What the task asks:
Only a number is wanted: how many lines in the listing contain the word "before"?

Data for processing:
%%

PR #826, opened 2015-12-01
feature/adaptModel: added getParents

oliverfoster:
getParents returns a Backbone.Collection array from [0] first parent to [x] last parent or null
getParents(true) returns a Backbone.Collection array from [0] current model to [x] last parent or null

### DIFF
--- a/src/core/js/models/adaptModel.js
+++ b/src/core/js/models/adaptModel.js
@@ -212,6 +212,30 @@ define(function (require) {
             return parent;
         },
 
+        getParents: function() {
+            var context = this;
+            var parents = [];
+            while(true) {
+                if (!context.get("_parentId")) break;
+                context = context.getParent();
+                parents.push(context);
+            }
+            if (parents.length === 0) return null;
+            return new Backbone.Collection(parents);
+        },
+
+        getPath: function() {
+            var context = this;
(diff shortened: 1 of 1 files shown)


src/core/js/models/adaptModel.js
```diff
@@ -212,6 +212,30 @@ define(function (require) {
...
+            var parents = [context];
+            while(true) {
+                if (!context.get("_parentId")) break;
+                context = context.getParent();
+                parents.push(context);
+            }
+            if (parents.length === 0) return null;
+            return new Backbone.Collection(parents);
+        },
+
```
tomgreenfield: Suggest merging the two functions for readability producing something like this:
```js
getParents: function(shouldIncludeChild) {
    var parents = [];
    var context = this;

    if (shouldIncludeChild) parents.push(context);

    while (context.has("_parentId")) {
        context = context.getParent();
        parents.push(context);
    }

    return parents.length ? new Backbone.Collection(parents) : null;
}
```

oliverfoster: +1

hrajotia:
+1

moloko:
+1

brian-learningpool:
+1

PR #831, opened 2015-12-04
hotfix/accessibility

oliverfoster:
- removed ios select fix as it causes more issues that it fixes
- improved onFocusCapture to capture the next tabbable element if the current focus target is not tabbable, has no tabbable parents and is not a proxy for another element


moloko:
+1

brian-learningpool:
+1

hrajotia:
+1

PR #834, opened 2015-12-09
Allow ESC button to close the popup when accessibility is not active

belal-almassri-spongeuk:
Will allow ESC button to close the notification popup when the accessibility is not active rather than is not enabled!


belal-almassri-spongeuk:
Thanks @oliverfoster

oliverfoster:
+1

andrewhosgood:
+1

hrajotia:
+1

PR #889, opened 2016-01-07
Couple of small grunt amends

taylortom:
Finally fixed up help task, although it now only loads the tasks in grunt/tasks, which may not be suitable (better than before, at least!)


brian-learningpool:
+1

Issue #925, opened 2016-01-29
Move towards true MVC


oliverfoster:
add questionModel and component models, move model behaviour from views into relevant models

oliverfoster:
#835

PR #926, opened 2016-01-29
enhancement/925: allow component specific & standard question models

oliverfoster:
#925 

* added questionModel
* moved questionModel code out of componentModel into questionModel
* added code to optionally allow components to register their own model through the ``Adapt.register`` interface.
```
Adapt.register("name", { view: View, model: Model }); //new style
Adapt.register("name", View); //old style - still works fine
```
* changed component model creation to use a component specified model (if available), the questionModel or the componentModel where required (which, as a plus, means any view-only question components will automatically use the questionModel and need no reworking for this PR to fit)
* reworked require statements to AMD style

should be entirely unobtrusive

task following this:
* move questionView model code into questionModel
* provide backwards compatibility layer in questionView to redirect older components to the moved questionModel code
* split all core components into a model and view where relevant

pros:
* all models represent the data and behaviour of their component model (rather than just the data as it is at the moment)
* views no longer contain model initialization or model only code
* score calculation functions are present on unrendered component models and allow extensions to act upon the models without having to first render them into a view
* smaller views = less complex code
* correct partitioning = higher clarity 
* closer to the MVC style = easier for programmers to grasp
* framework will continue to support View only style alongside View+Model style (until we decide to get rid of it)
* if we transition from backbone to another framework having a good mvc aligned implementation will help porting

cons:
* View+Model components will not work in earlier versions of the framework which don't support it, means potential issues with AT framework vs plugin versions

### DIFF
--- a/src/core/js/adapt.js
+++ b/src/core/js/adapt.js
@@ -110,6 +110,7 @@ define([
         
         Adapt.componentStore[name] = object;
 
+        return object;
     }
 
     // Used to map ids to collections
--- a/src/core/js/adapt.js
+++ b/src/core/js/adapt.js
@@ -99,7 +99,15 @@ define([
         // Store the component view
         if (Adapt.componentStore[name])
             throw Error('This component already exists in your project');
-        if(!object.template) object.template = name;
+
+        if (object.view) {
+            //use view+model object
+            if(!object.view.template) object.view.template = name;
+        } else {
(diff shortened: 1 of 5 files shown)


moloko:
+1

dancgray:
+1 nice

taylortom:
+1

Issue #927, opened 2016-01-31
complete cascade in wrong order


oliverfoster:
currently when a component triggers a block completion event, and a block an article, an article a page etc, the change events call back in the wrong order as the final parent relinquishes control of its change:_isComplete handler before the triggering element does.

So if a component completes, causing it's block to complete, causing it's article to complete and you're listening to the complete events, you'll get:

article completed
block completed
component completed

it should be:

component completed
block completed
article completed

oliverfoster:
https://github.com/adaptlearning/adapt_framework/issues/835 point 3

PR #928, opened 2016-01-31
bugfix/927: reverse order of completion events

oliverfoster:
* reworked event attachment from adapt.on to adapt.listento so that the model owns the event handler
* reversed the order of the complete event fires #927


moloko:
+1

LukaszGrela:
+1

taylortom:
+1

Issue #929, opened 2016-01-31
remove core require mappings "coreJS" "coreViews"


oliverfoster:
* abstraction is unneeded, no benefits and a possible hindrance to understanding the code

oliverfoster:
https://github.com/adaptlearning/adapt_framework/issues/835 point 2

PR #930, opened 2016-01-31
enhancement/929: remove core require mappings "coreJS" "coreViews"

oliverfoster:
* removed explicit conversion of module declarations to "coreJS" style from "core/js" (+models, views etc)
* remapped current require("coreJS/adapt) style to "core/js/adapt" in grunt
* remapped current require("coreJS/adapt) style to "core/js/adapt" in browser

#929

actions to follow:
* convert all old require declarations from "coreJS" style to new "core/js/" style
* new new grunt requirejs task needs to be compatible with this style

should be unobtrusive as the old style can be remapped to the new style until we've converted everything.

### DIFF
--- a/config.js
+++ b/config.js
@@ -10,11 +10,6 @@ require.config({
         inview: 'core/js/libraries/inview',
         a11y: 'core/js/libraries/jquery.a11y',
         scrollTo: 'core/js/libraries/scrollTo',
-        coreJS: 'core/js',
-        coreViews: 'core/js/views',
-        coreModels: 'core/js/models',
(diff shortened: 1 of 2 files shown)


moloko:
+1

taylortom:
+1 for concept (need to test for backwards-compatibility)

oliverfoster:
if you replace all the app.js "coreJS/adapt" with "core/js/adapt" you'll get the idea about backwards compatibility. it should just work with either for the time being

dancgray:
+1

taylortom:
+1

%%
%%

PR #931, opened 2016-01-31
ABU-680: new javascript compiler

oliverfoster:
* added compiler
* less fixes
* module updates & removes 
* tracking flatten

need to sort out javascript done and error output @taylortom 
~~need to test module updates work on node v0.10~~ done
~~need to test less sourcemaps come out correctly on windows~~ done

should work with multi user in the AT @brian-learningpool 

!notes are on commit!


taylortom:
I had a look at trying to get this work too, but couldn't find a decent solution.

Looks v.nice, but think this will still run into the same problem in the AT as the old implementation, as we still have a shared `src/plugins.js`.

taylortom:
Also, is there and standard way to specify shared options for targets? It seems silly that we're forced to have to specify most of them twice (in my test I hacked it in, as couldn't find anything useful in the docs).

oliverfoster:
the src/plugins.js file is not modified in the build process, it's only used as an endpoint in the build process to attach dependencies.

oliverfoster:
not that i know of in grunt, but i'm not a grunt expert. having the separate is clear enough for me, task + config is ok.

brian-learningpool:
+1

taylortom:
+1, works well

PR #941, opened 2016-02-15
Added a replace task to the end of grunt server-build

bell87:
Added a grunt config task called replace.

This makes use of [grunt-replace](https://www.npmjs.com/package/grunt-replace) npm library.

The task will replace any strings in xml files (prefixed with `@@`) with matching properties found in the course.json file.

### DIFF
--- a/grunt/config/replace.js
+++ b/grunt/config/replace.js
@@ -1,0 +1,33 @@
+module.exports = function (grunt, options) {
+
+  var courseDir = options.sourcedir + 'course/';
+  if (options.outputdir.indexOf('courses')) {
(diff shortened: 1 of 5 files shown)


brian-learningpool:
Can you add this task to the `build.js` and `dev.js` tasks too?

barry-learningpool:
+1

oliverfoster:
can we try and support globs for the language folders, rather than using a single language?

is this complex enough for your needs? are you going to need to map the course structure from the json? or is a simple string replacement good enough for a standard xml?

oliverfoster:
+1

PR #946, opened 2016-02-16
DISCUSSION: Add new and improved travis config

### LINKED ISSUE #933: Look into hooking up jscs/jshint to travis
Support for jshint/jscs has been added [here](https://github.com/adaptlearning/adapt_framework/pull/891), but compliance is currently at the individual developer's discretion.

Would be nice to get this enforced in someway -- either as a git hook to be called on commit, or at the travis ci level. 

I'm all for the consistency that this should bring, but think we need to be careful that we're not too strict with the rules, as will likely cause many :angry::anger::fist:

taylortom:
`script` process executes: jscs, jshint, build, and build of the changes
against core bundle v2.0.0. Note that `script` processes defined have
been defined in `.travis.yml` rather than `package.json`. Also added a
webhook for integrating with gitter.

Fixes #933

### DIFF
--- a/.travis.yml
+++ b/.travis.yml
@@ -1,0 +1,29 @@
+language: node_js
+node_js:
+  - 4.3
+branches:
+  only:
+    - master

%%

Exercise answer:
2